━━━━━ Material provided ━━━━━

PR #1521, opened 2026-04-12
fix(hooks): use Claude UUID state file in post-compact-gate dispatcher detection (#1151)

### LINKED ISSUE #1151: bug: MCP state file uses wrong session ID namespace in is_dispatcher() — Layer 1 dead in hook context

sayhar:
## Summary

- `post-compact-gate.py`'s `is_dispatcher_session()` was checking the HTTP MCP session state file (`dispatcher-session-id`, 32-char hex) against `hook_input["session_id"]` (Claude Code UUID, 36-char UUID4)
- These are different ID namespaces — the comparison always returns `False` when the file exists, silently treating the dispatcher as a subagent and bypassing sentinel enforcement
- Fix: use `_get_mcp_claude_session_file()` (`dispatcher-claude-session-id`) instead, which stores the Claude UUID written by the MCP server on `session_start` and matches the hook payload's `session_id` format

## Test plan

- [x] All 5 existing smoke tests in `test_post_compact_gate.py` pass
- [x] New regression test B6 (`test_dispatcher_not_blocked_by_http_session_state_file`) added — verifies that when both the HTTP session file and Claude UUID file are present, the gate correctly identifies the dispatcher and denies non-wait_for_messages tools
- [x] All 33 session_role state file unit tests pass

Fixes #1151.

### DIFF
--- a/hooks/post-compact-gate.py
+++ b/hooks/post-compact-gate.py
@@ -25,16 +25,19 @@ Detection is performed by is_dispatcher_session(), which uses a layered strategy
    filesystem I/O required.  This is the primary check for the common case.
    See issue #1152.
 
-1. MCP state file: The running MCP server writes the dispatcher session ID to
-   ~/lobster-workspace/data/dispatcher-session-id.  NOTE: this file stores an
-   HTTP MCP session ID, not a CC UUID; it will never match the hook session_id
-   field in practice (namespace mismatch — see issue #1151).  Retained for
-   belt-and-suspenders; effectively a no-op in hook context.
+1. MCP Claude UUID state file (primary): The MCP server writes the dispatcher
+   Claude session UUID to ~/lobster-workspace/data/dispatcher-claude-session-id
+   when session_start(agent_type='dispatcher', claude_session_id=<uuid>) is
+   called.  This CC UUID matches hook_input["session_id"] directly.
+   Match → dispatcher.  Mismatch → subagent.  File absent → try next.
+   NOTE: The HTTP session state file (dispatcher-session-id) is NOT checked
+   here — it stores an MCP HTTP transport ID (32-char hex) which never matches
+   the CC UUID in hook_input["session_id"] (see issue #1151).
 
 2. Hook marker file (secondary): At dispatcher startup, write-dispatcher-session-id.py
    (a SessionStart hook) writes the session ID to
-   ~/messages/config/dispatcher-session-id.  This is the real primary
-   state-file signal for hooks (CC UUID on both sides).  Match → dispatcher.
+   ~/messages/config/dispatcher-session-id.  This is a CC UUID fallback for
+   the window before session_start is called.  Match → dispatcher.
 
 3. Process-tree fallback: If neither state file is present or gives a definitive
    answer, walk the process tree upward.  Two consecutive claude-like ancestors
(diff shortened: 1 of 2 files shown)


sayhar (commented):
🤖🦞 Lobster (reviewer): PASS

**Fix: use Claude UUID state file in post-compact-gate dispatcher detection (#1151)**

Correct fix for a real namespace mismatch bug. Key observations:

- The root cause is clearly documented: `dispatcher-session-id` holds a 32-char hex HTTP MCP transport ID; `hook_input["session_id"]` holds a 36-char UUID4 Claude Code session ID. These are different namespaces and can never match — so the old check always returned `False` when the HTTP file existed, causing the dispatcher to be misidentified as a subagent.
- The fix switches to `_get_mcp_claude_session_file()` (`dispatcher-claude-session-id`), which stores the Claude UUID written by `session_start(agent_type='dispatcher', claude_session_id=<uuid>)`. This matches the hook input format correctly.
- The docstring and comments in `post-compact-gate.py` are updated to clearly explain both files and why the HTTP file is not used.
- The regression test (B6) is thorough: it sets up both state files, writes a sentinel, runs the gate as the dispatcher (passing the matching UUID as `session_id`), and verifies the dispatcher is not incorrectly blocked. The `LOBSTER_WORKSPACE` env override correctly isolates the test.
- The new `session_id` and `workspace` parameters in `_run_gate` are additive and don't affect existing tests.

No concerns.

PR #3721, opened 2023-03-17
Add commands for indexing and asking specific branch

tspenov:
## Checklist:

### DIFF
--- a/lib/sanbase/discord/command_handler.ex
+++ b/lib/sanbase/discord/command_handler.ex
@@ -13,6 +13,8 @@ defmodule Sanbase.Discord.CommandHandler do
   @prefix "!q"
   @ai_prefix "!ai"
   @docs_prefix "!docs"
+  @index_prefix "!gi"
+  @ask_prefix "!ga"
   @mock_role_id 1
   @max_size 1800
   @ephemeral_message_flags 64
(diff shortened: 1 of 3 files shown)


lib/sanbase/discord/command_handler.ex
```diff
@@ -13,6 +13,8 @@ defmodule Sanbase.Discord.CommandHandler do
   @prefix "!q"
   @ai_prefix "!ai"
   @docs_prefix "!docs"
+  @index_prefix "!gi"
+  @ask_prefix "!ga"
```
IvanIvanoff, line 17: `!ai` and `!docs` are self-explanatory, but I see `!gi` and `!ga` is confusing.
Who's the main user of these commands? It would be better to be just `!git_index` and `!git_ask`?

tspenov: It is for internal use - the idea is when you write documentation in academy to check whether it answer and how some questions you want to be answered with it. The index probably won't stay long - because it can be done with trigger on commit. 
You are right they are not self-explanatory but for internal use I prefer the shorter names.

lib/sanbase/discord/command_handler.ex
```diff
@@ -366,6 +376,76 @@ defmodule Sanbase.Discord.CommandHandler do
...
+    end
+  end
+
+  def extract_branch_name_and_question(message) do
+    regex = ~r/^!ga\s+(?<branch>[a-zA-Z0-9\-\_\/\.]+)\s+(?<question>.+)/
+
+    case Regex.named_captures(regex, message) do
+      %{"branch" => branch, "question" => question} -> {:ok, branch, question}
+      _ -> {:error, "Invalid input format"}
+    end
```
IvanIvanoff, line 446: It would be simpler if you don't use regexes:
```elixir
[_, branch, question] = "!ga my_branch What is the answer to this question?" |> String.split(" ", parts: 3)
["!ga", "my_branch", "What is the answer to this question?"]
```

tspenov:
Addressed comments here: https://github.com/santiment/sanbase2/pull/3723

━━━━━

The entries above must be repeated word for word.

PR #1521, opened 2026-04-12
fix(hooks): use Claude UUID state file in post-compact-gate dispatcher detection (#1151)

### LINKED ISSUE #1151: bug: MCP state file uses wrong session ID namespace in is_dispatcher() — Layer 1 dead in hook context

sayhar:
## Summary

- `post-compact-gate.py`'s `is_dispatcher_session()` was checking the HTTP MCP session state file (`dispatcher-session-id`, 32-char hex) against `hook_input["session_id"]` (Claude Code UUID, 36-char UUID4)
- These are different ID namespaces — the comparison always returns `False` when the file exists, silently treating the dispatcher as a subagent and bypassing sentinel enforcement
- Fix: use `_get_mcp_claude_session_file()` (`dispatcher-claude-session-id`) instead, which stores the Claude UUID written by the MCP server on `session_start` and matches the hook payload's `session_id` format

## Test plan

- [x] All 5 existing smoke tests in `test_post_compact_gate.py` pass
- [x] New regression test B6 (`test_dispatcher_not_blocked_by_http_session_state_file`) added — verifies that when both the HTTP session file and Claude UUID file are present, the gate correctly identifies the dispatcher and denies non-wait_for_messages tools
- [x] All 33 session_role state file unit tests pass

Fixes #1151.

### DIFF
--- a/hooks/post-compact-gate.py
+++ b/hooks/post-compact-gate.py
@@ -25,16 +25,19 @@ Detection is performed by is_dispatcher_session(), which uses a layered strategy
    filesystem I/O required.  This is the primary check for the common case.
    See issue #1152.
 
-1. MCP state file: The running MCP server writes the dispatcher session ID to
-   ~/lobster-workspace/data/dispatcher-session-id.  NOTE: this file stores an
-   HTTP MCP session ID, not a CC UUID; it will never match the hook session_id
-   field in practice (namespace mismatch — see issue #1151).  Retained for
-   belt-and-suspenders; effectively a no-op in hook context.
+1. MCP Claude UUID state file (primary): The MCP server writes the dispatcher
+   Claude session UUID to ~/lobster-workspace/data/dispatcher-claude-session-id
+   when session_start(agent_type='dispatcher', claude_session_id=<uuid>) is
+   called.  This CC UUID matches hook_input["session_id"] directly.
+   Match → dispatcher.  Mismatch → subagent.  File absent → try next.
+   NOTE: The HTTP session state file (dispatcher-session-id) is NOT checked
+   here — it stores an MCP HTTP transport ID (32-char hex) which never matches
+   the CC UUID in hook_input["session_id"] (see issue #1151).
 
 2. Hook marker file (secondary): At dispatcher startup, write-dispatcher-session-id.py
    (a SessionStart hook) writes the session ID to
-   ~/messages/config/dispatcher-session-id.  This is the real primary
-   state-file signal for hooks (CC UUID on both sides).  Match → dispatcher.
+   ~/messages/config/dispatcher-session-id.  This is a CC UUID fallback for
+   the window before session_start is called.  Match → dispatcher.
 
 3. Process-tree fallback: If neither state file is present or gives a definitive
    answer, walk the process tree upward.  Two consecutive claude-like ancestors
(diff shortened: 1 of 2 files shown)


sayhar (commented):
🤖🦞 Lobster (reviewer): PASS

**Fix: use Claude UUID state file in post-compact-gate dispatcher detection (#1151)**

Correct fix for a real namespace mismatch bug. Key observations:

- The root cause is clearly documented: `dispatcher-session-id` holds a 32-char hex HTTP MCP transport ID; `hook_input["session_id"]` holds a 36-char UUID4 Claude Code session ID. These are different namespaces and can never match — so the old check always returned `False` when the HTTP file existed, causing the dispatcher to be misidentified as a subagent.
- The fix switches to `_get_mcp_claude_session_file()` (`dispatcher-claude-session-id`), which stores the Claude UUID written by `session_start(agent_type='dispatcher', claude_session_id=<uuid>)`. This matches the hook input format correctly.
- The docstring and comments in `post-compact-gate.py` are updated to clearly explain both files and why the HTTP file is not used.
- The regression test (B6) is thorough: it sets up both state files, writes a sentinel, runs the gate as the dispatcher (passing the matching UUID as `session_id`), and verifies the dispatcher is not incorrectly blocked. The `LOBSTER_WORKSPACE` env override correctly isolates the test.
- The new `session_id` and `workspace` parameters in `_run_gate` are additive and don't affect existing tests.

No concerns.

PR #3721, opened 2023-03-17
Add commands for indexing and asking specific branch

tspenov:
## Checklist:

### DIFF
--- a/lib/sanbase/discord/command_handler.ex
+++ b/lib/sanbase/discord/command_handler.ex
@@ -13,6 +13,8 @@ defmodule Sanbase.Discord.CommandHandler do
   @prefix "!q"
   @ai_prefix "!ai"
   @docs_prefix "!docs"
+  @index_prefix "!gi"
+  @ask_prefix "!ga"
   @mock_role_id 1
   @max_size 1800
   @ephemeral_message_flags 64
(diff shortened: 1 of 3 files shown)


lib/sanbase/discord/command_handler.ex
```diff
@@ -13,6 +13,8 @@ defmodule Sanbase.Discord.CommandHandler do
   @prefix "!q"
   @ai_prefix "!ai"
   @docs_prefix "!docs"
+  @index_prefix "!gi"
+  @ask_prefix "!ga"
```
IvanIvanoff, line 17: `!ai` and `!docs` are self-explanatory, but I see `!gi` and `!ga` is confusing.
Who's the main user of these commands? It would be better to be just `!git_index` and `!git_ask`?

tspenov: It is for internal use - the idea is when you write documentation in academy to check whether it answer and how some questions you want to be answered with it. The index probably won't stay long - because it can be done with trigger on commit. 
You are right they are not self-explanatory but for internal use I prefer the shorter names.

lib/sanbase/discord/command_handler.ex
```diff
@@ -366,6 +376,76 @@ defmodule Sanbase.Discord.CommandHandler do
...
+    end
+  end
+
+  def extract_branch_name_and_question(message) do
+    regex = ~r/^!ga\s+(?<branch>[a-zA-Z0-9\-\_\/\.]+)\s+(?<question>.+)/
+
+    case Regex.named_captures(regex, message) do
+      %{"branch" => branch, "question" => question} -> {:ok, branch, question}
+      _ -> {:error, "Invalid input format"}
+    end
```
IvanIvanoff, line 446: It would be simpler if you don't use regexes:
```elixir
[_, branch, question] = "!ga my_branch What is the answer to this question?" |> String.split(" ", parts: 3)
["!ga", "my_branch", "What is the answer to this question?"]
```

tspenov:
Addressed comments here: https://github.com/santiment/sanbase2/pull/3723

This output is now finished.